What you have to do »
Return only those lines of the listing in which "Hayden" appears.

Supplied data »

■ ■ ■ ■ ■ ■ ■

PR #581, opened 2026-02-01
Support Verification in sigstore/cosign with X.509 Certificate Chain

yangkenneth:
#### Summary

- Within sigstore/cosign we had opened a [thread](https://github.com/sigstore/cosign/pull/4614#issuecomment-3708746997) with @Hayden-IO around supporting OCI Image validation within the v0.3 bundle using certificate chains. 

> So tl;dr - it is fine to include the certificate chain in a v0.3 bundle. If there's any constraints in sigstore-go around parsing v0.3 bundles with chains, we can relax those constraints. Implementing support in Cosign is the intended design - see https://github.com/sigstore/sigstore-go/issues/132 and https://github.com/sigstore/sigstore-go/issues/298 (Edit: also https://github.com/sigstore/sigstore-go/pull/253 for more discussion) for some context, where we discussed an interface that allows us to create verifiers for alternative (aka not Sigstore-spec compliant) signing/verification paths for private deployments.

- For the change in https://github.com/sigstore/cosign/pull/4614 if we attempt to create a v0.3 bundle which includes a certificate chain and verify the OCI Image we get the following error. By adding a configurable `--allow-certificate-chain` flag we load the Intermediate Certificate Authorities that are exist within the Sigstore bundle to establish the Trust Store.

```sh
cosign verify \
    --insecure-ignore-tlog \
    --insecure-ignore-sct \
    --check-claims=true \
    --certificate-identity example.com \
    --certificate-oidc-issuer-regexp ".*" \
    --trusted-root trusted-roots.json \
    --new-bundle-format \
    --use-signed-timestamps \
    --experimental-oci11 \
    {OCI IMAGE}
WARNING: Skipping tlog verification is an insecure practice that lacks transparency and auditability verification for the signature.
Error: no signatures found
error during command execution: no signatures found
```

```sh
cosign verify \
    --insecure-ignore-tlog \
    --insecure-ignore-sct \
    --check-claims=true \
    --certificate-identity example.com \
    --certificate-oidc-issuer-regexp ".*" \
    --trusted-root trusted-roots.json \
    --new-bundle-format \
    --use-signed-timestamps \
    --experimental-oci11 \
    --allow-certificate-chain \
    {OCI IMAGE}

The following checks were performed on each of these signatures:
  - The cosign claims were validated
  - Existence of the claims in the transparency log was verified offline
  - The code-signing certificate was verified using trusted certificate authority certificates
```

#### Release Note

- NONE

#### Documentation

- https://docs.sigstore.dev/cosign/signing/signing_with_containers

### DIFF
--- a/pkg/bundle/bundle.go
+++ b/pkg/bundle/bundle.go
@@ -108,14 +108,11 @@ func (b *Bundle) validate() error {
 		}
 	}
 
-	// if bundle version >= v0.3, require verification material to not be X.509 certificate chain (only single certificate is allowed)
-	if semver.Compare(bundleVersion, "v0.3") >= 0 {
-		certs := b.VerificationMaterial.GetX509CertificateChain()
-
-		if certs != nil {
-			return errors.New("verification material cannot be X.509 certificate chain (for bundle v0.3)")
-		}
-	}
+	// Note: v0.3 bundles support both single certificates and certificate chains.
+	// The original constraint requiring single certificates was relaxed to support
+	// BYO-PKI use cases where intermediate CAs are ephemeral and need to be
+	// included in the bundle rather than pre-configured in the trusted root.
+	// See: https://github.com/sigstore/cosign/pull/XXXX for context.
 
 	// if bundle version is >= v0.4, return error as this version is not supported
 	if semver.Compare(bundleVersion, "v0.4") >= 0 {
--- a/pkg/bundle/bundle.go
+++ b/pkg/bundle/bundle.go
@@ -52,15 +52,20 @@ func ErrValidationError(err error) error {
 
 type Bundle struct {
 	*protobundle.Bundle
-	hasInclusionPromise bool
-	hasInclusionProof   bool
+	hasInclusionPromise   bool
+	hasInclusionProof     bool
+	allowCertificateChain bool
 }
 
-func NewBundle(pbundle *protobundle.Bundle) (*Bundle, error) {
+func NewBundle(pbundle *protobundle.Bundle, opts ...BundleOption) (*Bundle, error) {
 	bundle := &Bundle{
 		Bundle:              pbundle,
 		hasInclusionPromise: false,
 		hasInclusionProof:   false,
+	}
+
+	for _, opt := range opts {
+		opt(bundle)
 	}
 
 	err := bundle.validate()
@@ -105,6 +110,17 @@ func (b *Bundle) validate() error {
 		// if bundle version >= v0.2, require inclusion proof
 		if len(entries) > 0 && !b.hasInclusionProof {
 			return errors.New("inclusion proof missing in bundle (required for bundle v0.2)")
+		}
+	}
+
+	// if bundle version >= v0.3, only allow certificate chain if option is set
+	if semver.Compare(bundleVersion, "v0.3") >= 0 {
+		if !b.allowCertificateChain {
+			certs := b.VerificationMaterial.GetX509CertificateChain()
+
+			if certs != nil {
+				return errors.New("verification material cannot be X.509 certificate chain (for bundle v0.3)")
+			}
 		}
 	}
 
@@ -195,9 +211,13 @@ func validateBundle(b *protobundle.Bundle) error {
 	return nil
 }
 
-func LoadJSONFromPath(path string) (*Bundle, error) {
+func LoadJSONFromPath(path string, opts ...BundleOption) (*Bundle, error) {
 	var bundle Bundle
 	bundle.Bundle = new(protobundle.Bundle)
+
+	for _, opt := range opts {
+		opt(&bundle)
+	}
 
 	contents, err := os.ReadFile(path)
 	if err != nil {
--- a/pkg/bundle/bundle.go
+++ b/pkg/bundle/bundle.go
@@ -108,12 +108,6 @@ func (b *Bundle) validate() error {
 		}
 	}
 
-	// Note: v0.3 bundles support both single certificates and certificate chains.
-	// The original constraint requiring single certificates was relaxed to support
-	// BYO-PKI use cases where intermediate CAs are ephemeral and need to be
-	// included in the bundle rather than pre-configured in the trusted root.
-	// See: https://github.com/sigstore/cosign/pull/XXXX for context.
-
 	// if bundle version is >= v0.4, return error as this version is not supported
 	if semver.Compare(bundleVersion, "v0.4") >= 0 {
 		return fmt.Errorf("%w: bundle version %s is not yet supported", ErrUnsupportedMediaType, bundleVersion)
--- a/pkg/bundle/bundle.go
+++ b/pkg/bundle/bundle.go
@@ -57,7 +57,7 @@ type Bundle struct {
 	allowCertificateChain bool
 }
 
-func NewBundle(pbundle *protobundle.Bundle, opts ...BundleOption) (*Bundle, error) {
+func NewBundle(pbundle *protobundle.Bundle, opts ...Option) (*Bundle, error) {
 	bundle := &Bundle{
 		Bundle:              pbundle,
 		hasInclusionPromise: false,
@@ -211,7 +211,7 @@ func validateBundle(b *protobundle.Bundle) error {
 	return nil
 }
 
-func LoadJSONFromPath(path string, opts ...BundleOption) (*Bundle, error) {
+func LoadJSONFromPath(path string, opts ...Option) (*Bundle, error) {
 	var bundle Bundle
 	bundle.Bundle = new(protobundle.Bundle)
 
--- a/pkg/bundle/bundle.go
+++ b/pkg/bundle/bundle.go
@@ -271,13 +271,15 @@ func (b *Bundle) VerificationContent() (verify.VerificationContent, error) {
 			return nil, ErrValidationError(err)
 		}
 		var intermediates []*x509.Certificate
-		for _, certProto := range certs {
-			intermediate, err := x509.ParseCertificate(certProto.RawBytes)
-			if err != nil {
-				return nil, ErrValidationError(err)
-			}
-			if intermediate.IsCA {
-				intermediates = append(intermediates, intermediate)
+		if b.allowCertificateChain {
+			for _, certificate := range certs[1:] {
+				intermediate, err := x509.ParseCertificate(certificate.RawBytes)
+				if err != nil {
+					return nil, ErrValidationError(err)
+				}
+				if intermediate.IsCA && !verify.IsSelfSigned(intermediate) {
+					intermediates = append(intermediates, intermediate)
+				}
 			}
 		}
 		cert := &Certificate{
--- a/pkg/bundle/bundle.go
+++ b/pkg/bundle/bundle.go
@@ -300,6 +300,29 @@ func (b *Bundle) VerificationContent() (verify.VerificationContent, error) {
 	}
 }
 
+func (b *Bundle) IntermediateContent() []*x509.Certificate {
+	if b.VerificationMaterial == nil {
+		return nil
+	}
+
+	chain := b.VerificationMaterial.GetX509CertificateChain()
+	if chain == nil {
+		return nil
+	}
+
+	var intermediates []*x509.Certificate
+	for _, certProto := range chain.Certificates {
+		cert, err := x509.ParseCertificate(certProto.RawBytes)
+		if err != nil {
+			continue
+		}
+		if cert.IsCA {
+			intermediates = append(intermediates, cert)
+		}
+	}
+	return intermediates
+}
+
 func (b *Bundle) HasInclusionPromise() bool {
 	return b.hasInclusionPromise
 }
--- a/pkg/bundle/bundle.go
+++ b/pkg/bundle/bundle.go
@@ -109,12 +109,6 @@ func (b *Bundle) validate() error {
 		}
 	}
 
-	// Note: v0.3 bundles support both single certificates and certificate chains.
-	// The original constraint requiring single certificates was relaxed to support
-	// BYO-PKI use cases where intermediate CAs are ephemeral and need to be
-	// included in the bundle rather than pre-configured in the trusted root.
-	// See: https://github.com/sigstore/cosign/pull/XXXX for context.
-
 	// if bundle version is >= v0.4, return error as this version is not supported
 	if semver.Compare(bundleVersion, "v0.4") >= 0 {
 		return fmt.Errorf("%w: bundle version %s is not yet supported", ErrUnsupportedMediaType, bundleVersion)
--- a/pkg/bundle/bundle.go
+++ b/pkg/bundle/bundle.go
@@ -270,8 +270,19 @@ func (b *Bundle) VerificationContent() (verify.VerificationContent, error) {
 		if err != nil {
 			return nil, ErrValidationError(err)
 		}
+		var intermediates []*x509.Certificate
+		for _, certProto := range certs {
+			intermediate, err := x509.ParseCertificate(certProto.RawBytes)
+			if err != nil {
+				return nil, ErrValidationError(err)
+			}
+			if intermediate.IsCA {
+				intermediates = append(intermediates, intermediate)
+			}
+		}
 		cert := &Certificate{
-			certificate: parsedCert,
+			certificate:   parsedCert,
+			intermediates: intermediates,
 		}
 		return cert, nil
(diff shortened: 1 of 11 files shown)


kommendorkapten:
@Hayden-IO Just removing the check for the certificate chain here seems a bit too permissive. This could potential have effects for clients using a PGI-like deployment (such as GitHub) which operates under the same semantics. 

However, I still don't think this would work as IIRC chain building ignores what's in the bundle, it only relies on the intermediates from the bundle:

■ ■ ■ ■ ■ ■ ■

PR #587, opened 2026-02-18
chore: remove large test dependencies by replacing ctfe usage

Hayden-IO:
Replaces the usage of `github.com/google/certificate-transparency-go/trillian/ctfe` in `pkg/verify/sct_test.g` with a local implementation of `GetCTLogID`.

■ ■ ■ ■ ■ ■ ■

Response box »
- Within sigstore/cosign we had opened a [thread](https://github.com/sigstore/cosign/pull/4614#issuecomment-3708746997) with @Hayden-IO around supporting OCI Image validation within the v0.3 bundle using certificate chains. 
@Hayden-IO Just removing the check for the certificate chain here seems a bit too permissive. This could potential have effects for clients using a PGI-like deployment (such as GitHub) which operates under the same semantics. 
Hayden-IO:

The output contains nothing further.